Nokia Plan C - dools
http://nokiaplanc.com/

======
PakG1
This is amazingly hilarious, given the company's real roots.

<http://en.wikipedia.org/wiki/Nokia>

"In 1898, Eduard Polón founded Finnish Rubber Works, manufacturer of galoshes
and other rubber products, which later became Nokia's rubber business.[28] At
the beginning of the 20th century, Finnish Rubber Works established its
factories near the town of Nokia and began using Nokia as its product
brand.[31] In 1912, Arvid Wickström founded Finnish Cable Works, producer of
telephone, telegraph and electrical cables and the foundation of Nokia's cable
and electronics businesses.[28] At the end of the 1910s, shortly after World
War I, the Nokia Company was nearing bankruptcy.[32] To ensure the
continuation of electricity supply from Nokia's generators, Finnish Rubber
Works acquired the business of the insolvent company.[32] In 1922, Finnish
Rubber Works acquired Finnish Cable Works.[33] In 1937, Verner Weckman, a
sport wrestler and Finland's first Olympic Gold medalist, became President of
Finnish Cable Works, after 16 years as its Technical Director.[34] After World
War II, Finnish Cable Works supplied cables to the Soviet Union as part of
Finland's war reparations.
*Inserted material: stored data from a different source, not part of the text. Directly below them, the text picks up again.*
PR #6242, opened 2026-07-15
fix: restrict implicit lib resolution to --implicit-package

Kamirus:
With `--implicit-package core`, implicit arguments and contextual dot should resolve from core modules only. Transitive imports from another package (e.g. `import Extra "mo:base/Extra"`) still load that package's dependencies into `env.libs`, so `base/Text.compare` could compete with `core/Text.compare` and produce an ambiguous `M0230` even though the flag names a single package.

Import-time filtering in `resolve_import.ml` skips bulk-loading non-implicit packages, but cannot exclude modules pulled in transitively. Typing now filters lib candidates with `Suggest.is_implicit_lib`, which checks whether a loaded lib path lies under the `--implicit-package` root (same rule as `mo:pkg/...` URL resolution).

**Before**

```motoko
//MOC-FLAG --package core ../core-stub/src
//MOC-FLAG --package base ../base-stub/src
//MOC-FLAG --implicit-package core
import Map "mo:core/Map";
import Extra "mo:base/Extra";

map.add("abc", 3);
// M0230: Cannot determine implicit argument `compare`
// note: Did you mean to import mo:base/Text or mo:core/Text?
```

**After**

```motoko
// same setup — compiles; compare resolves from core/Text only
map.add("abc", 3);
```

## What is unchanged

Explicit imports remain in scope regardless of package. Error suggestions may still mention non-implicit-package libs as import hints; only resolution is restricted. Storing package metadata on `lib_env` entries (see pipeline TODO) is a possible follow-up but out of scope here.


src/mo_frontend/scope.ml
```diff
@@ -54,8 +55,8 @@ let adjoin scope1 scope2 =
 
 let adjoin_val_env scope ve = {scope with val_env = T.Env.adjoin scope.val_env ve}
 
-let lib f t =
-  { empty with lib_env = T.Env.singleton f t }
+let lib ?package path typ =
```
christoph-dfinity: I think I'd rather make this a required argument. Too easy to forget otherwise.

src/mo_frontend/typing.ml
```diff
@@ -2317,20 +2335,21 @@ and infer_exp'' env exp : T.typ =
       let candidate_libs =
         if Option.is_some(!Flags.implicit_package) then
           T.Env.to_seq env.libs |>
-            Seq.filter (fun (name, typ) ->
-              name <> "@prim" &&
+            Seq.filter (fun (name, info) ->
+              is_implicit_package info.lib_package &&
```
christoph-dfinity, line 2346: This is always false when `!Flags.implicit_package` is None, so the surrounding `if` check is redundant, right?

src/mo_frontend/typing.ml
```diff
@@ -113,6 +114,16 @@ let env_of_scope msgs scope =
     enclosing_removal = false;
   }
 
+let is_implicit_package pkg =
+  match !Flags.implicit_package, pkg with
+  | Some ip, Some p -> ip = p
+  | _ -> false
+
+let implicit_lib_p env path =
```
christoph-dfinity: Assming the `_p`  is for "predicate"? Is that a convention we use anywhere else? Feels a bit lisp-y

src/mo_frontend/typing.ml
```diff
@@ -2188,8 +2205,9 @@ let contextual_dot env name receiver_ty : (ctx_dot_candidate, 'a context_dot_err
       let modules = String.concat ", " (List.filter_map (fun c -> c.module_ref) cs) in
       error env name.at "M0224" "overlapping resolution for `%s` in scope from these modules: %s" name.it modules))
     | `Empty ->
+      (* Resolve only implicit-package libs; error suggestions may still list others. *)
       let lib_candidates = candidates true env.libs is_lib_module in
-      match if Option.is_some !Flags.implicit_package then disambiguate_candidates lib_candidates else `Empty with
+      match if Option.is_some !Flags.implicit_package then disambiguate_candidates (List.filter (fun c -> Option.fold ~none:false ~some:(implicit_lib_p env) c.module_ref) lib_candidates) else `Empty with
```
christoph-dfinity: Might be time to move this into a `let`. Large expressions as a match scrutinee are a bit weird to read.

christoph-dfinity (changes requested):
Mostly stylistic nits. Looks good in general!

src/mo_frontend/typing.ml
Kamirus: Just to short-circuit the computation, when the flag is off there is no need to compute.

src/mo_frontend/typing.ml
Kamirus: true, changed to `is_implicit_lib`

christoph-dfinity (approved):

PR #6249, opened 2026-07-21
feat: `--stable-baseline` turns forgotten EM fields into M0267

Kamirus:
Tracks [LANG-1348](https://linear.app/caffeinelabs/issue/LANG-1348/check-time-stable-baseline-for-em-m0267-single-invocation-stable).

Converted legacy→enhanced-migration projects can't promote M0254 to an error: the migration chain often still "requires" fields that already lived on the last deployed canister. Agents then add a new actor field without a migration, get only a soft warning, and fail at deploy time.

`--stable-baseline <last.most>` keeps the same `initial_required` set: fields explained by the baseline (stable subtype) stay **M0254**, and unexplained ones escalate to error **M0267**.

### Before / After

```bash
# converted project: field `x` already on last deploy, no Init for it
moc --check --enhanced-migration migrations/ actor.mo
# warning [M0254], initial actor requires field `x`

moc --check --enhanced-migration migrations/ \
  --stable-baseline last.most actor.mo
# warning [M0254] for `x` (carried by baseline)

# agent adds `email` with no migration
moc --check --enhanced-migration migrations/ \
  --stable-baseline last.most actor.mo
# type error [M0267] on the actor field `email` ...
```

### Diagnostic location (intentional)

**M0254** stays on the first migration file (same as today — “required at the start of the chain”).

**M0267** points at the **actor field** instead. The walked “first migration” locus would only guess `m1.mo:1:1`; for a forgotten new field we want the declaration the agent just added, not the oldest migration in the chain.

### What is unchanged

- No baseline → today's M0254 warning only
- `--stable-compatible` upgrade checking is unchanged
- Prototype: no mops/caffeine wiring yet; `moc.js` does not share the CLI flag guard

Follow-up (check-time stable-compat / single-invocation mops): [#6253](https://github.com/caffeinelabs/motoko/pull/6253).


alexandru-uta (approved):
useful feature, thanks!

Issue #5280, opened 2024-12-01
REQUEST: Create kubernetes-sigs/ingate


strongjz:
### New repo, staging repo, or migrate existing

ingate

### Is it a staging repo?

yes

### Requested name for new repository

ingate

### Which Organization should it reside

kubernetes-sigs

### Who should have admin access?

strongjz rikatz Gacko

### Who should have write access?

strongjz rikatz Gacko tao12345666333

### Who should be listed as approvers in OWNERS?

cpanato  Gacko  puerco   rikatz  strongjz   tao12345666333

### Who should be listed in SECURITY_CONTACTS?

Gacko rikatz strongjz

### What should the repo description be?

InGate - an Ingress & Gateway API Controller

### What SIG and subproject does this fall under?

sig-network

### Please provide references to appropriate approval for this new repo

- Sig-networking mailing list https://groups.google.com/g/kubernetes-sig-network/c/klXafeV2lPA/m/ZgLIW0n0BgAJ
- Gateway API Community meeting https://youtu.be/cW9YQQ3Cuc8?feature=shared&t=2294
- Ingress-nginx maintainer talk  https://www.youtube.com/watch?v=KLwsV6_DntA

shaneutt:
:+1:

cpanato:
+1

mrbobbytables:
Repo has been created: https://github.com/kubernetes-sigs/ingate
once https://github.com/kubernetes/org/pull/5281 and #8200 merge you should be good to go and this can be closed :+1:

aojea:
I think we can close this now, I see both related PR are merged now

Thanks all

/close

PR #5281, opened 2024-12-02
Add teams for ingate repo

mrbobbytables:
ref: #5280

/assign @strongjz @rikatz @Gacko


strongjz (approved):
/lgtm

Gacko:
Hey!

Thank you for taking care of this. Just one question: My handle is Gacko with an upper G. Do you think this matters somewhere as you added it with a lower g?

PR #5307, opened 2024-12-16
Add serngawy to kubernetes-sig org

serngawy:
The PR fixes  https://github.com/kubernetes/org/issues/5306


Priyankasaggu11929:
/close

Hello @serngawy, thanks for the PR.

But the [membership request](https://github.com/kubernetes/org/issues/5306) needs to be first reviewed by the New Membership Coordinator and then will be processed in next batch. Thanks!

Closing per ^

Issue #5302, opened 2024-12-10
REQUEST: Migrate llm-instance-gateway to gateway-api-inference-extension


robscott:
### New repo, staging repo, or migrate existing

Migrate existing

### Is it a staging repo?

no

### Requested name for new repository

gateway-api-inference-extension

### Which Organization should it reside

kubernetes-sigs

### Who should have admin access?

No change

### Who should have write access?

No change

### Who should be listed as approvers in OWNERS?

No change

### Who should be listed in SECURITY_CONTACTS?

No change

### What should the repo description be?

No change

### What SIG and subproject does this fall under?

SIG Network (see https://github.com/kubernetes/community/pull/8211)

### Please provide references to appropriate approval for this new repo

Lots of different discussions around this, but https://github.com/kubernetes/community/pull/8211 has the most recent one.

robscott:
SIG Net Leads:
/cc @aojea @danwinship @MikeZappa87 @shaneutt @thockin

WG Serving Leads:
/cc @ArangoGutierrez @Jeffwan @SergeyKanzhelev @terrytangyuan

aojea:
I didn't know it was possible to rename a repo

/lgtm

BenTheElder:
> I didn't know it was possible to rename a repo

Yes, and Github will actually serve redirects as long as the old name isn't reused.

https://docs.github.com/en/repositories/creating-and-managing-repositories/renaming-a-repository

terrytangyuan:
@BenTheElder Who should be the one actually doing the renaming for that repo?

Jeffwan:
it has been discussed.

/lgtm

danehans:
>Yes, and Github will actually serve redirects as long as the old name isn't reused.

To ensure this does not happen, what do you think about the following steps:

1. Create a new gateway-api-inference-extension repo.
2. Move applicable llm-instance-gateway repo content to gateway-api-inference-extension, except for the README stating the repo is retired with a link to the gateway-api-inference-extension repo.
3. After some time, remove the llm-instance-gateway repo.

aojea:
we own the process so for someone to reuse the name has to ask for approval first

BenTheElder:
> @BenTheElder Who should be the one actually doing the renaming for that repo?

The owners of this repo (`@kubernetes/owners`) https://github.com/kubernetes/community/blob/5ed4178ced364351ce4f4e485e7f332c7a481937/github-management/README.md#github-administration-team

[...]

PR #5309, opened 2024-12-17
k-sigs: rename and move inference project from sig-apps to sig-net

MadhavJivrajani:
Ref https://github.com/kubernetes/org/issues/5302 and https://github.com/kubernetes/community/pull/8211


BenTheElder (commented):
/lgtm

PR #5328, opened 2025-01-07
Add sig-autoscaling-milestone-maintainers

adrianmoisey:
The VPA project would like to start using milestones to track PRs and issues for review. In order to do so we need access to manage milestones.

cc'ing @gjtempleton, who is the chair of sig-autoscaling

Note: I'm unsure if this is the correct process, please point me in the right direction if it is not


gjtempleton:
Thanks!
/lgtm
/approve

PR #5349, opened 2025-01-18
fix: update sig-scheduling-misc team

sanposhiho:
This PR updates sig-scheduling-misc team members based on the current reviewers/approvers:
https://github.com/kubernetes/kubernetes/blob/master/OWNERS_ALIASES

I added @dom4ha as well since I think will join the list soon ;)


AxeZhan:
/lgtm 

Great!!!

Huang-Wei (commented):
/lgtm
/approve

PR #5373, opened 2025-01-25
add sttts to sig-api-machinery-leads

BenTheElder:
I noticed the discrepancy when going to ping on https://github.com/kubernetes/test-infra/pull/34210

cc @sttts @kubernetes/sig-api-machinery-leads


jpbetz:
/lgtm
Good catch

palnabarun:
Approving since it is lgtm'ed by a lead and the change is syncing teams to actual source of truth.

/approve

PR #5387, opened 2025-01-29
Update approvers and reviewers dropping inactive members and adding shadows

soltysh:
/assign @liggitt


liggitt:
/lgtm
from apireview side

thanks

PR #5395, opened 2025-02-10
Add hime as admin to gcp-compute-persistent-disk-csi-driver

hime:
Add admin permissions to @hime to [gcp-compute-persistent-disk-csi-driver](https://github.com/kubernetes-sigs/gcp-compute-persistent-disk-csi-driver) admin.


msau42:
/lgtm
/approve

Jaime is part of the release team for pdcsi driver.

It is strange that the driver is under sig-storage, it should be under sig-cloud-provider with all the other csi drivers, but we can move that in a followup pr.

PR #5438, opened 2025-03-01
Give maintainers-website permissions for etcd-io/protodoc

jmhbnz:
So that we can maintain the proto docs that get generated and hosted on https://etcd.io

cc @ahrtr, @serathius, @ivanvc


ahrtr:
/lgtm
/approve

Thanks

PR #5445, opened 2025-03-05
etcd: Update release-etcd team for release window

ivanvc:
Add myself to the release team in preparation for today's releases.

/cc @jmhbnz @ahrtr

### DIFF
--- a/config/etcd-io/sig-etcd/teams.yaml
+++ b/config/etcd-io/sig-etcd/teams.yaml
@@ -157,7 +157,7 @@ teams:
     description: Granted permission to release etcd-io/etcd
     # The member list is intentionally empty. It should only include the release
     # lead during release windows.
-    members: []
+    members: [ivanvc]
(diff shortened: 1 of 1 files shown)


ahrtr:
@ivanvc just keep you in the list. No need to remove it after the release.

ivanvc:
> @ivanvc just keep you in the list. No need to remove it after the release.

We prefer not to leave it as-is because it would be a backdoor for the maintainer's permission. I'll open a pull request to restore it. I'll also submit this with more time to avoid rushing it.

ahrtr:
> We prefer not to leave it as-is because it would be a backdoor for the maintainer's permission

I don't think it's backdoor. You are the release lead, so should have the write permission to the repo.

ahrtr:
> I don't think it's backdoor. You are the release lead, so should have the write permission to the repo.

I think we can add both you and @jmhbnz to the list.

PR #5489, opened 2025-03-27
id: added za as approvers and reviewers for id content

za:
https://github.com/kubernetes/org/issues/5488


Priyankasaggu11929:
cc: @kubernetes/sig-docs-leads 


/ok-to-test

girikuncoro:
Looking good! we need @za to keep sig-docs-id contributions keep coming

/lgtm
/approve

This gave the company a good foothold for later
trade.[34]

The three companies, which had been jointly owned since 1922, were merged to
form a new industrial conglomerate, Nokia Corporation in 1967 and paved the
way for Nokia's future as a global corporation.[35] The new company was
involved in many industries, producing at one time or another paper products,
car and bicycle tires, footwear (including rubber boots), communications
cables, televisions and other consumer electronics, personal computers,
electricity generation machinery, robotics, capacitors, military
communications and equipment (such as the SANLA M/90 device and the M61 gas
mask for the Finnish Army), plastics, aluminium and chemicals.[27] Each
business unit had its own director who reported to the first Nokia Corporation
President, Björn Westerlund. As the president of the Finnish Cable Works, he
had been responsible for setting up the company’s first electronics department
in 1960, sowing the seeds of Nokia’s future in telecommunications.[36]"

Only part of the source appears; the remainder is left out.